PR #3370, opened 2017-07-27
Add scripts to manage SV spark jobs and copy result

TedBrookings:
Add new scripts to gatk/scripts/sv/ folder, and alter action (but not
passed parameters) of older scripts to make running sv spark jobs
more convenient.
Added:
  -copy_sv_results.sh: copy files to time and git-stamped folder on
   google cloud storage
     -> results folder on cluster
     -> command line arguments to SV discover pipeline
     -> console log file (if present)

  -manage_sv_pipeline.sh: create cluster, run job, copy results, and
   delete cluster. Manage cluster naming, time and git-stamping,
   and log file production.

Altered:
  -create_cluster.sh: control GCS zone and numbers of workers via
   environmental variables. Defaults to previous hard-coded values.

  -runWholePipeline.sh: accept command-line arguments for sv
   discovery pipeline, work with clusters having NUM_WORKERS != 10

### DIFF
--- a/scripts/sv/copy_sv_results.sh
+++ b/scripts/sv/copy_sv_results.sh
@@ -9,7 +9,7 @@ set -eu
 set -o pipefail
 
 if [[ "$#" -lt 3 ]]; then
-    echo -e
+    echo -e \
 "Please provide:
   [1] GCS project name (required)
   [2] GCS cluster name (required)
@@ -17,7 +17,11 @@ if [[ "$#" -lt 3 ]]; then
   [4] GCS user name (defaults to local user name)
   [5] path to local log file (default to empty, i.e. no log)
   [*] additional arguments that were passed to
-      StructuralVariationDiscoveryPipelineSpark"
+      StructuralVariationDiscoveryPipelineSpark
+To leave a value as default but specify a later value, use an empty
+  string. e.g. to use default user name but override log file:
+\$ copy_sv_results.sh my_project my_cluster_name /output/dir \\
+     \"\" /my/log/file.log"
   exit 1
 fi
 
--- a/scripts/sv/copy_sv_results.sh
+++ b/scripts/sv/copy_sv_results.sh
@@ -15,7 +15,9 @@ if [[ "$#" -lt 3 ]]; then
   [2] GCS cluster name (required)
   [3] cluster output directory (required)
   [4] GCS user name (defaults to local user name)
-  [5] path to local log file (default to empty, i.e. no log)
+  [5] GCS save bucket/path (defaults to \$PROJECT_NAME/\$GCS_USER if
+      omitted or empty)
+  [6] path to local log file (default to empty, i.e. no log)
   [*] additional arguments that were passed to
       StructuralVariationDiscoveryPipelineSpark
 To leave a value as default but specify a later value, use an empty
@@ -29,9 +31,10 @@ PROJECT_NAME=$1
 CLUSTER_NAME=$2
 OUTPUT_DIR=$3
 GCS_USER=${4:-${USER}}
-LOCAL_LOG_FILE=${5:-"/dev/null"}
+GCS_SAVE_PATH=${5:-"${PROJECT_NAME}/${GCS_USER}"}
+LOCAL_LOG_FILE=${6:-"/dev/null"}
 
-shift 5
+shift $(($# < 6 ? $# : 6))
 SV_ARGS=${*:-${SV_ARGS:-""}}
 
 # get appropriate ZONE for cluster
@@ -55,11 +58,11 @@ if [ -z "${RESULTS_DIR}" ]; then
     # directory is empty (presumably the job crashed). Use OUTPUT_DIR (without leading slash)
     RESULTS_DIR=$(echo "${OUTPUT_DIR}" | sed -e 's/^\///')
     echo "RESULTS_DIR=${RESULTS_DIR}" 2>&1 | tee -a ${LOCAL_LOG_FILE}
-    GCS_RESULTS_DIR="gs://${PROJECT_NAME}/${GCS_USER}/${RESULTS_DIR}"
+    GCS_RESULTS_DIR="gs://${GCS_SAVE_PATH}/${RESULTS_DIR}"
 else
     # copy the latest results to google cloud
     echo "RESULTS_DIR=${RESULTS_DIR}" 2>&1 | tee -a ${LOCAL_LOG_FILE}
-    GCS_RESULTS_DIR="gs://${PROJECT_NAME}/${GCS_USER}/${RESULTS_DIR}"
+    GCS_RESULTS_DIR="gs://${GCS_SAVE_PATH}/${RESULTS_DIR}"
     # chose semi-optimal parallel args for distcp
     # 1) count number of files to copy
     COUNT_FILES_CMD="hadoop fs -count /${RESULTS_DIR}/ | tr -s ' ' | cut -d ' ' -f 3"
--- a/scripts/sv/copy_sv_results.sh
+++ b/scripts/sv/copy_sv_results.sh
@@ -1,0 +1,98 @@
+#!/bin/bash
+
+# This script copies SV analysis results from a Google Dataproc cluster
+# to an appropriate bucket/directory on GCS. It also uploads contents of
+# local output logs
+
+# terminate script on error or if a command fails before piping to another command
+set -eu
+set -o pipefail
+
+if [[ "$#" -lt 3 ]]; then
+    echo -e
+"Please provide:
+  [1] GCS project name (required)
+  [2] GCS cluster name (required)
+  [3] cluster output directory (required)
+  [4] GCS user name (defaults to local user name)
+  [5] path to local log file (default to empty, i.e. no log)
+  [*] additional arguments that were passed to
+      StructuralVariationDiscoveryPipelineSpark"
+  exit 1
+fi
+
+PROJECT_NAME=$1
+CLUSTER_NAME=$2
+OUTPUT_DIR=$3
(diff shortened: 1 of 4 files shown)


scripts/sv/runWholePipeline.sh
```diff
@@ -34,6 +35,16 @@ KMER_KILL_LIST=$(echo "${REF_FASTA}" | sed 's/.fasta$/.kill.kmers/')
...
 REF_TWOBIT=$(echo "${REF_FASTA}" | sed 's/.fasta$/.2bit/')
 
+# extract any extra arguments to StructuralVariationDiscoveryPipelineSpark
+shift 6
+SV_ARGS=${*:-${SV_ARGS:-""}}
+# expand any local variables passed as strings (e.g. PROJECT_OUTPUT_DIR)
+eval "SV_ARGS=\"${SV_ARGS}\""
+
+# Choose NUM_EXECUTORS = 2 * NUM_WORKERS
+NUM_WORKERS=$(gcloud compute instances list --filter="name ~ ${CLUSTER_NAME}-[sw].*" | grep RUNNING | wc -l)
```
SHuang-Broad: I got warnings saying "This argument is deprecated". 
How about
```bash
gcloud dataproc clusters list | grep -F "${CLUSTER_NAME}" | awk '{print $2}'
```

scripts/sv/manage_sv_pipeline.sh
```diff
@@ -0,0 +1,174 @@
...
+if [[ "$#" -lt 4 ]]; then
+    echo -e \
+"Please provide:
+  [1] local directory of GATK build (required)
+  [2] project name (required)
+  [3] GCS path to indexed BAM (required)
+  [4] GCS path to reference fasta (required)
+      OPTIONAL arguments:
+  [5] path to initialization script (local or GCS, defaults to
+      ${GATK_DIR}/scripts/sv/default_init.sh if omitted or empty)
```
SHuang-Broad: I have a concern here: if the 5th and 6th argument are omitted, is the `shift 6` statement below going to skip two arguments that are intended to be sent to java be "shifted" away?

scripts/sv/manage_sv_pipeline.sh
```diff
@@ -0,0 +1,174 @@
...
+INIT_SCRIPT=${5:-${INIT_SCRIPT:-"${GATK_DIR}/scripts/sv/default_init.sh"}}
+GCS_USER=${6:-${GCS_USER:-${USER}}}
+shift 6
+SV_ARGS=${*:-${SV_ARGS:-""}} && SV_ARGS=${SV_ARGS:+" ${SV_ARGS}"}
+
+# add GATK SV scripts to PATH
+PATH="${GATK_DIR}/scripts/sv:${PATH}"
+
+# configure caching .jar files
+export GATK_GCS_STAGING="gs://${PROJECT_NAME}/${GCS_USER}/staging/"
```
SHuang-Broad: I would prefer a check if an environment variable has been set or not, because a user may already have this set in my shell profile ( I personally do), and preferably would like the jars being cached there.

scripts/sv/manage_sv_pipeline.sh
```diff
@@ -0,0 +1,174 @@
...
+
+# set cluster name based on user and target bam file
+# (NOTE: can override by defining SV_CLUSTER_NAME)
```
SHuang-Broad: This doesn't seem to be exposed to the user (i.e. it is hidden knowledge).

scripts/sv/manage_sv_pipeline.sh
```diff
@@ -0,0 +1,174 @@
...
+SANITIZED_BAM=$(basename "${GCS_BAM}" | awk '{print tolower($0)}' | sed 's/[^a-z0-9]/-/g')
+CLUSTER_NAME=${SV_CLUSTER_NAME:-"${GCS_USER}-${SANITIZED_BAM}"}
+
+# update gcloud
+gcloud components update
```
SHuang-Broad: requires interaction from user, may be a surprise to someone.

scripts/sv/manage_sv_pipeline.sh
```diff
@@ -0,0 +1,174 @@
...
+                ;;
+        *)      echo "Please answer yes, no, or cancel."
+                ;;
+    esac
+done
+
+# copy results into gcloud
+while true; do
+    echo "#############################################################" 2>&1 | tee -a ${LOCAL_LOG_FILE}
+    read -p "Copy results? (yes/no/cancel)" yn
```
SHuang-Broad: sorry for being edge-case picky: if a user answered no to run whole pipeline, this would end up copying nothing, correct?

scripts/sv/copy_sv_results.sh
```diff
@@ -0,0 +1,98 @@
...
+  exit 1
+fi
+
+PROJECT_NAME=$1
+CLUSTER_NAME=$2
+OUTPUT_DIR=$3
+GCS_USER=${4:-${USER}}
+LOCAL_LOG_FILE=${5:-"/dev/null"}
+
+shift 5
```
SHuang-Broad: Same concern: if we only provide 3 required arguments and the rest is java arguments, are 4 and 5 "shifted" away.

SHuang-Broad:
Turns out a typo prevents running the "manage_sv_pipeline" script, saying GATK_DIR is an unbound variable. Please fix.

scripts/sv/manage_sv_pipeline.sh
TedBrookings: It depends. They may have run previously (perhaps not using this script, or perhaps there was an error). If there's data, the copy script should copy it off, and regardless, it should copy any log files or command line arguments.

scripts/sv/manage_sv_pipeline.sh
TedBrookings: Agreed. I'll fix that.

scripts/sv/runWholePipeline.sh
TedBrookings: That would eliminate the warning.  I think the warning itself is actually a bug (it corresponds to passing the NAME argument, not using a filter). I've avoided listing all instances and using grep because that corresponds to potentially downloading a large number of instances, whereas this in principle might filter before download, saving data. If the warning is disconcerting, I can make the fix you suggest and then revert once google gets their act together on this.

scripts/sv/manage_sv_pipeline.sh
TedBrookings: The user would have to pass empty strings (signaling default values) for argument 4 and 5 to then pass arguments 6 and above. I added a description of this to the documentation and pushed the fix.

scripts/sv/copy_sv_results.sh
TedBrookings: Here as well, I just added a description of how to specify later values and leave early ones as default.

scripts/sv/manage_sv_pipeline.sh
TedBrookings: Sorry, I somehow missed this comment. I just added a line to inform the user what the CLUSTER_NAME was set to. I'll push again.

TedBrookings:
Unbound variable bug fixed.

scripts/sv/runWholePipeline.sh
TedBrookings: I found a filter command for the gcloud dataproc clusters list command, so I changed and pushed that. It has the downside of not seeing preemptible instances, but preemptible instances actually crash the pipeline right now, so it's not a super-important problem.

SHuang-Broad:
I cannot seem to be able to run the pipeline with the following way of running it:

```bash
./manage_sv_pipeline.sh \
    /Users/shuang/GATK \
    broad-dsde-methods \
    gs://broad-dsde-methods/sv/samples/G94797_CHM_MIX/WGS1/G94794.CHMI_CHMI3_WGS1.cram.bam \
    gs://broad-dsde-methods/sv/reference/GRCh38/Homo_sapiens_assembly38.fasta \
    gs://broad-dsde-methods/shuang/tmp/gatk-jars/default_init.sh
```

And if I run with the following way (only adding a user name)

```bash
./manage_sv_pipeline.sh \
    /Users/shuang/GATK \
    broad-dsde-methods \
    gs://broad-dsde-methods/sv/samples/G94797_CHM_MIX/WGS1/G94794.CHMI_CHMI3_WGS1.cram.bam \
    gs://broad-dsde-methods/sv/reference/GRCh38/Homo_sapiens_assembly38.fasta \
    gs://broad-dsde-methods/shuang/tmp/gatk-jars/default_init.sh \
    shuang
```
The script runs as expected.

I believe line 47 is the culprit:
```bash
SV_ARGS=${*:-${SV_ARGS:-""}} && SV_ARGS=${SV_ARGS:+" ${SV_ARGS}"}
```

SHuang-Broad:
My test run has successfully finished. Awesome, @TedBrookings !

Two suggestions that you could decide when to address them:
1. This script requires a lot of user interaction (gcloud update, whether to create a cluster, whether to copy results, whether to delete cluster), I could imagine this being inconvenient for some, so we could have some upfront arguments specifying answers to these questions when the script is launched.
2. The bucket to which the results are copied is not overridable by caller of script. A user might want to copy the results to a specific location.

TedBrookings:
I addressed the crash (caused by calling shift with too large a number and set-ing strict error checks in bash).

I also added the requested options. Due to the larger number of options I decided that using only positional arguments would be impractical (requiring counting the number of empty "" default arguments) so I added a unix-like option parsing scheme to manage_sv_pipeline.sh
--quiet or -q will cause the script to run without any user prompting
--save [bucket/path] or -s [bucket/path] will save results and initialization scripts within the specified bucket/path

------------

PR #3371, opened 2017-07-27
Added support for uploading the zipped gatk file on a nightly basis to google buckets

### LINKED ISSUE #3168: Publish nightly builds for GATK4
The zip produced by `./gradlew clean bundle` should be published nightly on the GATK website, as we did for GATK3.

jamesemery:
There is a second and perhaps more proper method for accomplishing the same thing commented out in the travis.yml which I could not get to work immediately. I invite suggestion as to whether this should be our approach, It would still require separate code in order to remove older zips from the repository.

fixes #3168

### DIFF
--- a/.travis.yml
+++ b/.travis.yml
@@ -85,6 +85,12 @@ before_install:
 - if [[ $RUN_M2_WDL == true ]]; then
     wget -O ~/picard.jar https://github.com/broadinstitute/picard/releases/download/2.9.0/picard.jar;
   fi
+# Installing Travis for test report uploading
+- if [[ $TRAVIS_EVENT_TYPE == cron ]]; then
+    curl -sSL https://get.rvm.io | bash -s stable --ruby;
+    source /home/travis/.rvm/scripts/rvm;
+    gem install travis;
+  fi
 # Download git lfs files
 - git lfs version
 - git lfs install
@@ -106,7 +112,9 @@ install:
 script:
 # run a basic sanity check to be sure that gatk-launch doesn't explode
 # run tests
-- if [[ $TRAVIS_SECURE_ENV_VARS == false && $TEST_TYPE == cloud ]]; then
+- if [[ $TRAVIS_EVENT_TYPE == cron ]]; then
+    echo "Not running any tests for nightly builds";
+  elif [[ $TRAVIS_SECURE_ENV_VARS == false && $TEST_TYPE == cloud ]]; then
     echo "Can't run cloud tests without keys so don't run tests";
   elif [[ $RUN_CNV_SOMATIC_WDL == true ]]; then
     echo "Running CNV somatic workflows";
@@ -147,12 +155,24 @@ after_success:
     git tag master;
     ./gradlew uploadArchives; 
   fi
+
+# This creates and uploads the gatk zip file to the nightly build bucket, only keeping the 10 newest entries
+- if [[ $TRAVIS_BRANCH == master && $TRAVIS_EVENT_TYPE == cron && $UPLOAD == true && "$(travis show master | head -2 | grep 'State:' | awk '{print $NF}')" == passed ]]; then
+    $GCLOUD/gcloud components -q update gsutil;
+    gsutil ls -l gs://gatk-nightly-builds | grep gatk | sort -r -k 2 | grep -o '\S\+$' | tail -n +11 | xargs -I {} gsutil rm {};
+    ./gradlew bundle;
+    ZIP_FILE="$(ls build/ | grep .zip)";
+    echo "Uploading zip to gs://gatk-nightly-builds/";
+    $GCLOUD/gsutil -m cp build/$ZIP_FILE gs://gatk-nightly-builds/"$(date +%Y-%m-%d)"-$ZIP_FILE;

------------

--- Aim of the task ---
Using the data above, reproduce exactly the lines between those holding "-runWholePipeline.sh: accept command-line" and "-17,7 +17,11 @@", inclusive, and no others.

--- Answer area ---
  -runWholePipeline.sh: accept command-line arguments for sv
   discovery pipeline, work with clusters having NUM_WORKERS != 10

### DIFF
--- a/scripts/sv/copy_sv_results.sh
+++ b/scripts/sv/copy_sv_results.sh
@@ -9,7 +9,7 @@ set -eu
 set -o pipefail
 
 if [[ "$#" -lt 3 ]]; then
-    echo -e
+    echo -e \
 "Please provide:
   [1] GCS project name (required)
   [2] GCS cluster name (required)
@@ -17,7 +17,11 @@ if [[ "$#" -lt 3 ]]; then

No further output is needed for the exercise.